I don't agree with the toughness comments about Wycombe High. I know a couple of teachers there and they are full of praise for the girls. I know girls who have gone there that a perfectly normal! just don't see what could possibly be wrong with the girls there that means you must be tough to get the most out of it. Why does that not apply to Beaconsfield High or Aylesbury High? I wondered if it was a covert comment about the ethnic minorities at the school.

Heathfield announced they were having day girls. I will check to see if they have changed their minds now the new Head is there. My experience has been that day girls do just as well as boarders as long as they are not a tiny minority when fitting in might be a problem.

bojorojo Sat 05-Nov-16 22:04:26

Heathfield has day girls. It is a flexible day. It is not weekly boarding. Have a look at their web site for details.

Zodlebud Sun 06-Nov-16 00:16:46

Heathfield is definitely introducing weekly boarding from September 2017 - it is in all their printed literature but I cannot see anything on their website yet.

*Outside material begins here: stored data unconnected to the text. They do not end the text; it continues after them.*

Issue #552, opened 2019-04-18
Can’t compile on musl based Alpine Linux 


debiansid:
**In raising this issue, I confirm the following (please check boxes, eg [X]) Failure to fill the template will close your issue:**

- [x] I have read and understood the [contributors guide](https://github.com/pi-hole/pi-hole/blob/master/CONTRIBUTING.md).
- [] The issue I am reporting can be *replicated*
- [x] The issue I am reporting isn't a duplicate 

**How familiar are you with the codebase?:**

_{1}_

---

**[BUG | ISSUE] Expected Behaviour:**
make 

**[BUG | ISSUE] Actual Behaviour:**
lack of backtrace on musl, it failed.

**[BUG | ISSUE] Steps to reproduce:**

-
-
-
-

**Log file output [if available]**

```
usr/lib/gcc/x86_64-alpine-linux-musl/8.3.0/../../../../x86_64-alpine-linux-musl/bin/ld: obj/signals.o: in function `SIGSEGV_handler':
/home/ezhang/FTL-4.2.3/signals.c:45: undefined reference to `backtrace'
/usr/lib/gcc/x86_64-alpine-linux-musl/8.3.0/../../../../x86_64-alpine-linux-musl/bin/ld: /home/user/FTL-4.2.3/signals.c:46: undefined reference to `backtrace_symbols'
collect2: error: ld returned 1 exit status
make: *** [Makefile:101: pihole-FTL] Error 1
```
**Device specifics**

Hardware Type: rPi, VPS, etc
OS:Alpine Linux 

_This template was created based on the work of [`udemy-dl`](https://github.com/nishad/udemy-dl/blob/master/LICENSE)._

debiansid:
https://github.com/zuhd-org/easyloggingpp/issues/540

DL6ER:
There seems to be no easy solution for this.

- We could use `libunwind`, however, this would add a new dependency. The portability demands for `pihole-FTL` are enormous, one can hardly imagine on how many different devices users run Pi-holes. 
- We could statically link `libunwind` to avoid adding an external dependency, however, a quick search brought up just too many issue tickets related to statically linked `libunwind`.
- We could just remove the backtrace symbol derivation for non-`glibc` builds. This would cause symbol names to be missing in self-generated backtraces, however, it should hopefully allow to compile `pihole-FTL` *at all*, so it seems to be the favorable option here. Note that we can still log the return addressed from the stack frames corresponding to the function calls of the process.

[...]

PR #553, opened 2019-04-18
Improve musl support + run tests on musl and 32bit binaries

DL6ER:

## 10

---
According to #552, MUSL does neinter support `backtrace()` nor `backtrace_symbols()`. We only try to obtain a backtrace when `pihole-FTL` is compiled for `glibc` (which is almost always the case) but skip backtrace generation with MUSL binaries. The reason for lacking a backtrace is logged in the same place where the backtrace is shown in "usual" binaries.


DL6ER:
Just for clarification: This PR still awaits the patch @DDoSolitary submitted to `dnsmasq` being merged to `dnsmasq` so we can cherry-pick it into `FTL`.

dschaper:
The `dnsmasq` mailing list was pinged on the patch yesterday to get it some attention.

DL6ER:
Due to the lack of activity on the `dnsmasq` mailing list, I decided to merge the patch of @DDoSolitary and deal with possible merge conflicts when they arise on the next `dnsmasq` release. This PR is now ready for review and merge.

signals.c
```diff
@@ -29,36 +31,38 @@ static void SIGSEGV_handler(int sig, siginfo_t *si, void *unused)
...
-		}
+		logg("B[%04i]: %p, %s", j, buffer[j],
+		     bcktrace != NULL ? bcktrace[j] : "---");
 	}
-	free(bcktrace);
-
+	if(bcktrace != NULL)
+		free(bcktrace);
+#else
+	logg("!!! INFO: pihole-FTL has not been compiled for glibc !!!");
```
Mcat12: This should have something about not being compiled with backtrace support, because on its own this message does not say what would have happened if it had been compiled with glibc. Maybe something more like:
```
!!! INFO: pihole-FTL has not been compiled with backtrace support, not generating one !!!
```

DL6ER:
This seems to generate a working `musl` binary:
```
/ # file FTL/pihole-FTL 
pihole-FTL: ELF 64-bit LSB pie executable, x86-64, version 1 (SYSV), dynamically linked, interpreter /lib/ld-musl-x86_64.so.1, with debug_info, not stripped

/ # ldd FTL/pihole-FTL 
	/lib/ld-musl-x86_64.so.1 (0x7f0ecf02f000)
	libc.musl-x86_64.so.1 => /lib/ld-musl-x86_64.so.1 (0x7f0ecf02f000)

/ # FTL/pihole-FTL -b
tweak/musl_support
```

docker/x86_64-musl/Dockerfile
```diff
@@ -1,12 +1,3 @@
-FROM debian:stretch
+FROM alpine:edge
 
-RUN apt-get update && \
-    apt-get install -y --no-install-recommends nettle-dev musl-tools \
-        make file wget netcat-traditional sqlite3 git ca-certificates ssh
-
-# Install ghr for GitHub Releases: https://github.com/tcnksm/ghr
-RUN wget https://github.com/tcnksm/ghr/releases/download/v0.12.0/ghr_v0.12.0_linux_amd64.tar.gz && \
```
Mcat12: Do we want to keep this in the image?

docker/x86_64-musl/Dockerfile
```diff
@@ -1,12 +1,3 @@
...
-    tar -xzf ghr_*_linux_amd64.tar.gz && \
-    mv ghr_*_linux_amd64/ghr /usr/bin/ghr
-
-ENV CC musl-gcc
+RUN apk add --no-cache alpine-sdk linux-headers gmp-dev nettle-dev
```
Mcat12: Will everything work even without `linux-headers`, i.e. on a fresh Alpine install?

Mcat12:
Also, shouldn't the musl libc be statically linked?

docker/x86_64-musl/Dockerfile
DL6ER: No, leaving off `linux-headers` results in
```
dnsmasq/dnsmasq.h:144:10: fatal error: linux/capability.h: No such file or directory
 #include <linux/capability.h>
          ^~~~~~~~~~~~~~~~~~~~
compilation terminated.
```

Mcat12: I mean, at run time. Will the binary execute?

DL6ER: It seems to contain only header files so it shouldn't be required at run time.

https://pkgs.alpinelinux.org/contents?repo=main&page=1&arch=x86&branch=edge&name=linux-headers

docker/x86_64-musl/Dockerfile
DL6ER: Are we actually using it?

Mcat12: We are not currently, but at some point we planned on using it. It's in all of the other images, so might as well keep it for consistency. We can later determine if we want to remove it from all of the images.

DL6ER:
Note: The updated `Dockerfile`s also reduce the size of the `ftl-build` containers:
```
old x86_64 = 499MB
new x86_64 = 376MB

old x86_64-musl = 341MB
new x86_64-musl = 234MB
```

test/test_suite.bats
```diff
@@ -92,56 +92,56 @@
...
-  [[ ${lines[2]} == "1 1 version.ftl" ]]
-  [[ ${lines[3]} == "2 1 version.bind" ]]
-  [[ ${lines[4]} == "3 1 whitelisted.com" ]]
-  [[ ${lines[5]} == "4 1 regexa.com" ]]
-  [[ ${lines[6]} == "5 1 ftl.pi-hole.net" ]]
+  [[ "${lines[@]}" == *" 1 version.ftl"* ]]
+  [[ "${lines[@]}" == *" 1 version.bind"* ]]
+  [[ "${lines[@]}" == *" 1 whitelisted.com"* ]]
+  [[ "${lines[@]}" == *" 1 regexa.com"* ]]
+  [[ "${lines[@]}" == *" 1 ftl.pi-hole.net"* ]]
```
DL6ER: Here and below: It is not meaningful to assume a particular order here as the values are sorted before output. It is unpredictable in which order they may come out. While this has always been the same when compiling for `glibc`, the new `musl` build reveals that another library may have a different interpretation here.

test/test_suite.bats
```diff
@@ -179,54 +179,54 @@
...
-  [[ ${lines[2]} == *"TXT version.bind 127.0.0.1 3 0 6"* ]]
-  [[ ${lines[3]} == *"A blacklisted.com 127.0.0.1 5 0 4"* ]]
-  [[ ${lines[4]} == *"A 0427d7.se 127.0.0.1 1 0 4"* ]]
-  [[ ${lines[5]} == *"A whitelisted.com 127.0.0.1 2 0 4"* ]]
-  [[ ${lines[6]} == *"A regex5.com 127.0.0.1 4 0 4"* ]]
-  [[ ${lines[7]} == *"A regexa.com 127.0.0.1 2 0 7"* ]]
-  [[ ${lines[8]} == *"A google.com 127.0.0.1 2 0 4"* ]]
-  [[ ${lines[9]} == *"AAAA google.com 127.0.0.1 2 0 4"* ]]
-  [[ ${lines[10]} == *"A ftl.pi-hole.net 127.0.0.1 2 0 4"* ]]
+  [[ ${lines[1]} == *"TXT version.ftl 127.0.0.1 "*"3 0 6"* ]]
```
DL6ER: Here and below: Acknowledge that there might be a host name after the IP address of the client.

test/test_suite.bats
```diff
@@ -283,7 +283,8 @@
 @test "Ownership and permissions of pihole-FTL.db correct" {
   run bash -c 'ls -l /etc/pihole/pihole-FTL.db'
   printf "%s\n" "${lines[@]}"
-  [[ ${lines[0]} == "-rw-r--r-- 1 pihole pihole"* ]]
+  [[ ${lines[0]} == *"pihole pihole"* || ${lines[0]} == *"pihole   pihole"* ]]
```
DL6ER: `x86_64-musl` is built on `busybox` which has a slightly different variant of `ls` displaying three, instead of one, spaces between the user and group names.

Mcat12:
Can you add the comments you made on GitHub as comments in the tests?

docker/x86_32/Dockerfile
```diff
@@ -3,11 +3,16 @@ FROM debian:stretch
...
 RUN wget https://github.com/tcnksm/ghr/releases/download/v0.12.0/ghr_v0.12.0_linux_amd64.tar.gz && \
-    tar -xzf ghr_*_linux_amd64.tar.gz && \
+    tar -xzf ghr_*_linux_amd64.tar.gz && rm ghr_*_linux_amd64.tar.gz && \
     mv ghr_*_linux_amd64/ghr /usr/bin/ghr
 
 ENV CC "gcc -m32"
+
+#RUN git clone https://github.com/pi-hole/FTL && cd FTL
+#RUN cd FTL && make -j 4
+#RUN cd FTL && test/run.sh
```
Mcat12: These lines should be removed (and in the other dockerfiles)

docker/x86_64-musl/Dockerfile
```diff
@@ -1,12 +1,19 @@
-FROM debian:stretch
+FROM alpine:edge
```
Mcat12: Is it possible to remain on debian?

DL6ER: I have found no working configuration with `musl-gcc` on `debian`.

Mcat12:
```
$ ldd pihole-FTL-musl-linux-x86_64 
	linux-vdso.so.1 (0x00007ffe6efd7000)
	libc.musl-x86_64.so.1 => not found
```

The musl binary is not statically linked to the musl libc.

HPFA Sun 06-Nov-16 07:04:12

Agree with *CookieDough" about St Helens and Cranford - I know someone whose DD is at Cranford and she says it is very nurturing. St Helens seems to have a great range of extra-curricula but a reputation for being very competitive.
Have you looked at Our Lady's in Abingdon - for me it doesn't have enough over a good state school for the investment but I know a few happy kids there and it seems to have a good balance between academics and pastoral care

morningtoncrescent62 Mon 07-Nov-16 13:54:41

My nieces went to Pipers and did better than my sister had hoped for when they were 11 if that makes sense - they were very different girls, so they didn't emerge with identical academic results, but they all did well, they all loved their time at school, and were well-prepared and qualified for what they wanted to do next. Plus they emerged as confident, grounded, compassionate young women with a zest for life. I don't live in the area myself so I can't comment on any of the other schools.

Katelocks Mon 07-Nov-16 14:32:35

This is all very encouraging, especially about Pipers. Thanks for your help.

I've heard that Our Lady's in Abingdon is a lovely school and my DD is RC so it is a possibility but I'm currently set on all-girls.

I suppose my remaining concern is that my daughter will muck around a bit if she's not in a more academic school but on the other hand, I know that you need to be happy and feel supported to do well.

It's a difficult choice but I appreciate all the comments. They have been very helpful.

Katelocks Mon 07-Nov-16 14:39:38

Also should have added that I hope the comment about Wycombe High and being a tough environment was nothing to do with ethnic minorities. My daughter is mixed race but that obviously has nothing to do with personality.

I did the 12+, as it was, and got a place at Wycombe High but my parents ended up moving so I went to another similar all girls large grammar school. You did have to be tough though because unless you stood out academically, sporting ability or for bad behaviour (!), you were just a number and lost in the sea of pupils. I think that's why the previous tough comment resonated with me as I could believe it from my own experience.

bojorojo Tue 08-Nov-16 14:11:17

I do not equate needing to be 'tough' as what you need to be if you are not particularly sporty or very very bright. Obviously at a large school, this is the majority of pupils who gain a lot from the school and are not also rans in the midst of sporting or academic genius. This view is simply unjustified. Wycombe High is pretty benign and really does not need 'tough' pupils at all. I do think delicate flower type children whose parents have money can avoid larger schools with larger classes but, academics-wise, Pipers is not Wycombe High. Personally I think there is benefit in being resilient.